Biographie et informations

Nationalité : États-Unis
Né(e) à : San Lorenzo del Escorial,Espagne , le 19/12/1971
Mort(e) à : Lancaster , le 07/05/2005

Biographie :

Acteur et écrivain, Tristan Egolf publie Le Seigneur des porcheries en 1998, un premier roman qui le fait connaître du grand public.

Son manuscrit a pourtant été refusé par plus de soixante-dix maisons d'éditions américaines. Pour gagner de l'argent, il fait du théâtre, de la peinture et s'installe à Paris où il joue de la guitare sur le pont des Arts.

Il est repéré par la fille de Patrick Modiano. Celle-ci l'héberge et présente son roman aux éditions Gallimard, qui le signent.

En 2002 il écrit un deuxième roman Jupons et violons, un autre, Kornwolf, reste inédit en français. La critique le compare à John Steinbeck et William Faulkner.
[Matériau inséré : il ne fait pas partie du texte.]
PR #5007, opened 2026-04-14
Add window context to pane notification

### LINKED ISSUE #4985: Feature Request: Preserve originating context in hooks
### Issue description

Currently, when a pane is destroyed, pane-level hooks (`pane-exited`, `after-kill-pane`) lose their original window context if the destroyed pane was the last pane in that window.

Because Tmux destroys the empty window and shifts focus to the next available window before executing the hook queue, the hook implicitly runs in the context of the newly focused window. This makes it impossible to safely execute scoped layout commands (like `select-layout -E`) on pane death without resorting to `remain-on-exit` hacks.

Hook variables exist `hook_{pane,window,session,...}` but they are only sparsely populated: if a `pane-exited` hook is fired, only `hook_pane` has information.

### Desired Behavior

There should be a way to programmatically identify the full context where a hook was fired, without dropping the _upper_ context. That is, 

- `pane` hooks should populate `hook_{pane,window,window_name,session,session_name}`
- `window` hooks should populate `hook_{window,window_name,session,session_name}`
- `session` hooks should populate `hook_{session,session_name}`

The logic of this may be implemented in:

https://github.com/tmux/tmux/blob/31d77e29b6c9fbb07d032018da78db3a8a38d979/notify.c#L179-L227

maybe with something like
```c
if (w != NULL) {
		format_add(ne->formats, "hook_window", "@%u", w->id);
		format_add(ne->formats, "hook_window_name", "%s", w->name);
	} else if (wp->window != NULL) {
		format_add(ne->formats, "hook_window", "@%u", wp->window->id);
		format_add(ne->formats, "hook_window_name", "%s", wp->window->name);
	}
```

### Required information

* tmux version `3.6a`
* Platform `Linux x86_64`
* Terminal in use: `Gnome Terminal`
* $TERM *inside* tmux `tmux-256color`
* $TERM *outside* tmux `xterm-256color`

Susensio:
Given that a pane correspond to only one window, populate the appropriate fields when possible. Fixes #4985

### DIFF
--- a/notify.c
+++ b/notify.c
@@ -210,6 +210,8 @@ notify_add(const char *name, struct cmd_find_state *fs, struct client *c,
 	}
 	if (wp != NULL)
 		format_add(ne->formats, "hook_pane", "%%%d", wp->id);
+		format_add(ne->formats, "hook_window", "@%u", wp->window->id);
+		format_add(ne->formats, "hook_window_name", "%s", wp->window->name);
 	format_log_debug(ne->formats, __func__);
 
 	if (c != NULL)


nicm:
Applied to OpenBSD now with a minor fix (needed {}s), will be in GitHub later. Thanks!

PR #5013, opened 2026-04-18
Support starting copy mode directly in rectangular selection

schweikert:
Add -r flag to copy-mode and begin-selection to allow keybindings that immediately start a rectangular selection.

I use this to implement Ctrl-Click and drag for a rectangular selection:

```
bind-key -T root C-MouseDrag1Pane copy-mode -M -r
bind-key -T copy-mode-vi C-MouseDrag1Pane send-keys -X begin-selection -r
bind-key -T copy-mode-vi C-MouseDragEnd1Pane send-keys -X copy-selection-and-cancel
```

Disclosure: implemented with the help of AI (Gemini)

### DIFF
--- a/cmd-copy-mode.c
+++ b/cmd-copy-mode.c
@@ -30,8 +30,8 @@ const struct cmd_entry cmd_copy_mode_entry = {
 	.name = "copy-mode",
 	.alias = NULL,
 
-	.args = { "deHMqSs:t:u", 0, 0, NULL },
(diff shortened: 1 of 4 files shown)


nicm:
Can't you bind `copy-mode -M \; send -X rectangle-on` and `send-keys -X rectangle-on \; send -X begin-selection` instead?

schweikert:
Hmmm, you are right :-) I just tested your proposed config change and it works.

I did attempt to do that before writing a patch, but somehow I must have made a mistake. Thank you!

PR #374, opened 2024-08-05
ci: set up cargo-deny checking

ROMemories:
# Description

cargo-deny allows to restrict allowed crates based on different criteria, including licenses and sources.
It also warns about security advisories and duplicated dependencies (which could reduce binary size if de-duplicated).

## Issues/PRs references

Depends on #373

## Change checklist

### DIFF
--- a/.github/workflows/main.yml
+++ b/.github/workflows/main.yml
@@ -132,6 +132,23 @@ jobs:
       - name: rust cache
         uses: Swatinem/rust-cache@v2
 
+      - uses: taiki-e/install-action@v2
+        with:
+          tool: cargo-binstall
+
+      # Should run as soon as possible to avoid using unwanted crates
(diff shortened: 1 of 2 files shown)


kaspar030:
offline discussion: find way to handle cargo-deny default config and our project specific settings.

kaspar030 (changes requested):
- handle project specifics in a more maintainable way

kaspar030:
> > * handle project specifics in a more maintainable way
> 
> I modified the `deny.toml` configuration to only keep the keys with non-default values as we discussed. I also kept the comments provided by `cargo-deny` because the effect of some keys may otherwise be quite cryptic.

Perfect!

kaspar030 (approved):

kaspar030:
pls squash & merge

PR #381, opened 2024-08-14
feat(threads): sort `ThreadList` by priority

elenaf9:
# Description

Insert new threads in `ThreadList` based on priorities, so that the highest priority thread is the head.
Within a priority the threads are ordered in FIFO.

This reduces priority inversions, and will facilitate proper priority inheritance in the future.

The drawback of this change is that inserting a new Id in the `ThreadList` is now more complex. Not sure if we can avoid this in any way.

## Issues/PRs references

Alternative to #371, which implements the `ThreadList` as pure FIFO.

## Change checklist

### DIFF
--- a/src/riot-rs-threads/src/threadlist.rs
+++ b/src/riot-rs-threads/src/threadlist.rs
@@ -1,6 +1,6 @@
 use critical_section::CriticalSection;
 
-use crate::{ThreadId, ThreadState, THREADS};
+use crate::{thread::Thread, ThreadId, ThreadState, THREADS};
 
 /// Manages blocked [`super::Thread`]s for a resource, and triggering the scheduler when needed.
 #[derive(Debug, Default)]
@@ -18,10 +18,22 @@ impl ThreadList {
     /// Puts the current (blocked) thread into this [`ThreadList`] and triggers the scheduler.
     pub fn put_current(&mut self, cs: CriticalSection, state: ThreadState) {
         THREADS.with_mut_cs(cs, |mut threads| {
-            let thread_id = threads.current_thread.unwrap();
-            threads.thread_blocklist[usize::from(thread_id)] = self.head;
-            self.head = Some(thread_id);
-            threads.set_state(thread_id, state);
+            let &mut Thread { pid, prio, .. } = threads.current().unwrap();
+            let mut curr = None;
+            let mut next = self.head;
+            while let Some(n) = next {
+                if threads.get_unchecked_mut(n).prio < prio {
+                    break;
+                }
+                curr = next;
+                next = threads.thread_blocklist[usize::from(n)];
+            }
+            threads.thread_blocklist[usize::from(pid)] = next;
+            match curr {
+                Some(curr) => threads.thread_blocklist[usize::from(curr)] = Some(pid),
+                _ => self.head = Some(pid),
+            }
+            threads.set_state(pid, state);
             crate::schedule();
         });
     }
--- a/Cargo.lock
+++ b/Cargo.lock
@@ -4440,6 +4440,16 @@ dependencies = [
 ]
 
 [[package]]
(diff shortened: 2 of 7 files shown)


src/riot-rs-threads/src/threadlist.rs
```diff
@@ -18,10 +18,22 @@ impl ThreadList {
     /// Puts the current (blocked) thread into this [`ThreadList`] and triggers the scheduler.
     pub fn put_current(&mut self, cs: CriticalSection, state: ThreadState) {
         THREADS.with_mut_cs(cs, |mut threads| {
-            let thread_id = threads.current_thread.unwrap();
-            threads.thread_blocklist[usize::from(thread_id)] = self.head;
-            self.head = Some(thread_id);
-            threads.set_state(thread_id, state);
+            let &mut Thread { pid, prio, .. } = threads.current().unwrap();
```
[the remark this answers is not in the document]
elenaf9: Did a separate PR because this is happening in multiple places in `riot-rs-threads`: #382.

src/riot-rs-threads/src/threadlist.rs
```diff
@@ -18,10 +18,22 @@ impl ThreadList {
...
+                curr = next;
+                next = threads.thread_blocklist[usize::from(n)];
+            }
+            threads.thread_blocklist[usize::from(pid)] = next;
+            match curr {
+                Some(curr) => threads.thread_blocklist[usize::from(curr)] = Some(pid),
+                _ => self.head = Some(pid),
+            }
+            threads.set_state(pid, state);
             crate::schedule();
```
kaspar030, line 37: only schedule if the thread became the new head?

examples/threading-lock/src/main.rs
```diff
@@ -0,0 +1,47 @@
...
+
+use embassy_time::{Duration, Timer};
+use riot_rs::{debug::log::*, thread::lock::Lock, thread::ThreadId};
+
+static LOCK: Lock = Lock::new();
+
+#[riot_rs::task(autostart)]
+async fn task_with_timer() {
+    info!("Task waits for lock");
+    LOCK.acquire();
```
kaspar030, line 14: This lock would put the current thread to sleep. So when called from a thread executor, this blocks the whole executor. if called in an interrupt executor, it violates the huge `**NOTE**` in the `acquire()`docs...

src/riot-rs-threads/src/threadlist.rs
elenaf9: I think we always have to schedule, because the current thread, that was previously running, is now blocked.

kaspar030:
Nice! Changes to `riot-rs-threads` look fine.

Can we turn the example into a test (in `tests/`), and add some logic after each `acquire()` that e.g., checks the value of an atomic uint if it contains the right value, so we can test the order programatically? (e.g., first thread expects a zero, then sets bit zero. second expects bit zero, then ORs in bit one. third one expects bits zero and one, ...)

If you feel changing that now is out of scope, I'd suggest dropping the example and we add tests later.

elenaf9:
> Can we turn the example into a test (in `tests/`), and add some logic after each `acquire()` that e.g., checks the value of an atomic uint if it contains the right value, so we can test the order programatically? (e.g., first thread expects a zero, then sets bit zero. second expects bit zero, then ORs in bit one. third one expects bits zero and one, ...)

Wdyt of 67a8e9c3729d7d899a1c5772d2d5d6fd9f2dc4c9?

examples/threading-lock/src/main.rs
elenaf9: Good point. The idea was to give the other threads a chance to run, while holding the lock, but I solved it differently now.

kaspar030:
LGTM, please squash!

Activiste politique, l'écrivain affiche au grand jour ses convictions. En juillet 2004, il est arrêté par la police en Pennsylvanie. Lors d'une visite du président George W. Bush, il forme, avec d'autres hommes en string, une pyramide humaine pour dénoncer les tortures dans la prison d'Abou Ghraïb en Irak.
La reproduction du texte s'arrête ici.